Le tout dernier film de Steven Spielberg met en vedette Tom Hanks dans le rôle de Viktor Navorski, un Krakozhianais (de la république fictive de Krakozhia en Europe de l'Est), qui vient à New York sur une promesse faite à son père. Arrivé à l'aéroport de JFK, il apprend que durant que son avion était en destination des États-Unis son pays est entré en guerre et les États-Unis n'approuvent pas du nouveau gouvernement. Son passeport lui est maintenant inutile pour entrer en Amérique et il ne peut pas retourner chez lui, car les vols ont été suspendus. Il doit attendre dans le Terminal de l'aéroport que les problèmes de paperasse se règlent, mais il ne semble pas y avoir d'issue. Les heures deviennent des jours, les jours deviennent des mois. Viktor prend logis dans une aile en construction du terminal et commence par apprendre le langage des gens, lui qui ne parlait pas anglais du tout.

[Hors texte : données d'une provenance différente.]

PR #3871, opened 2021-05-11
WIP - Quiz: Remove usage of id in favor of iid in all quiz tables - refs BT#18452

ywarnier:
…#18452


ywarnier:
> Removing the $id property in entities generates a DB change

Good point. I have restored them. I don't think they will be affecting anything now, as having them removed still let the system work.

Issue #6105, opened 2025-02-28
[C2] "Last connexion" column empty in users list as admin


ywarnier:
**Describe**
As an admin, when I look at the users list, the "Last connexion" column is empty.
The registration date is not empty, so all good on that side.
I logged in as the first user in the screenshot, and you can see the field is empty.

**To Reproduce**
1. Go to '/main/admin/user_list.php' as admin
2. See that the Last connexion column is empty for all users

**Expected behavior**
A date similar to the one in "Registration date" should show in the "Last connexion" column.

**Screenshots**

![Image](https://github.com/user-attachments/assets/97c86079-554c-4afb-9989-45d6f451ceef)

**Desktop (please complete the following information):**
Not important

**Server
 - OS: Linux Ubuntu
 - Version of Chamilo:  2.0 from git Monday
 - Version of PHP: 8.3

ywarnier:
Fixed.

PR #6262, opened 2025-05-02
Internal: fix bug that prevent display last user connection - refs #6105

eristich:


ywarnier:
@eristich Where is the problem showing when this PR is *not* applied?
I try to reproduce it, but as far as I can see, everytime I log in, my user.last_login field is updated and I have a new record in track_e_login.
However, I see that track_e_access is not updated for every tool (documents is missing), but this seems to be unrelated.

ywarnier:
No answer from contributer. Closing

PR #6276, opened 2025-05-06
Upgrade primevue to v4

AngelFQC:


NicoDucou:
Tried in course in various tools and in administration pages and in messages and all seems to work fine so I accept the PR.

Il voit l'interaction entre les employés et les gens de l'aéroport et commence à développer des amitiés. Il va trouver des occupations qui vont lui permettre de se nourrir. Il va même trouver l'amour envers une hôtesse de l'air du nom d'Amelia Warren (Catherine Zeta-Jones), laquelle n'avait besoin que d'une oreille attentive. L'homme à la tête de l'aéroport, Frank Dixon (Stanley Tucci), n'apprécie guère la présence de cet "inacceptable" et fait tout pour enlever ce problème de ses jambes. Il lui donne même la chance de se sauver aux États-Unis (pendant qu'il détourne le regard ailleurs), du même fait deviendrait le problème de quelqu'un d'autre. Mais il découvrira que Viktor, malgré qu'il fait confiance à tout le monde et a une attitude trop positive, est une personne très intelligente qui sait se débrouiller, peu importe les embûches qui se retrouvent dans son chemin.
Tom Hanks est crédible dans son rôle dès les premiers instants du film. Je l'ai souvent dit, Hanks est capable très facilement de nous faire oublier ses autres rôles: dans Forrest Gump, il est vraiment Forrest, il est vraiment Jim Lovell dans Apollo 13 et maintenant dans ce film il est réellement Viktor. Nous ne voyons aucun de ses personnages précédents dans ce protagoniste.. Ce film est légèrement basé sur l'histoire d'un Iranien, Merhan Karimi Nasseri, qui a attendu plus de seize ans au terminal de l'aéroport Charles de Gaule à Paris. En 1977, Nasseri est expulsé de l'Iran et demande asile politique en Europe pour plus de dix ans. En transit à Paris, on lui vole son sac et ses papiers d'identification, le bloquant à l'aéroport depuis 1988 sur technicités légales. En 1993, un film français du nom de Tombés du ciel (Lost in Transit), du réalisateur Philippe Lioret avec Jean Rochefort, avait été produit avec son histoire, mais le film "The Terminal" arrête les liens avec la réalité qu'avec l'idée d'être pris longtemps dans une aérogare.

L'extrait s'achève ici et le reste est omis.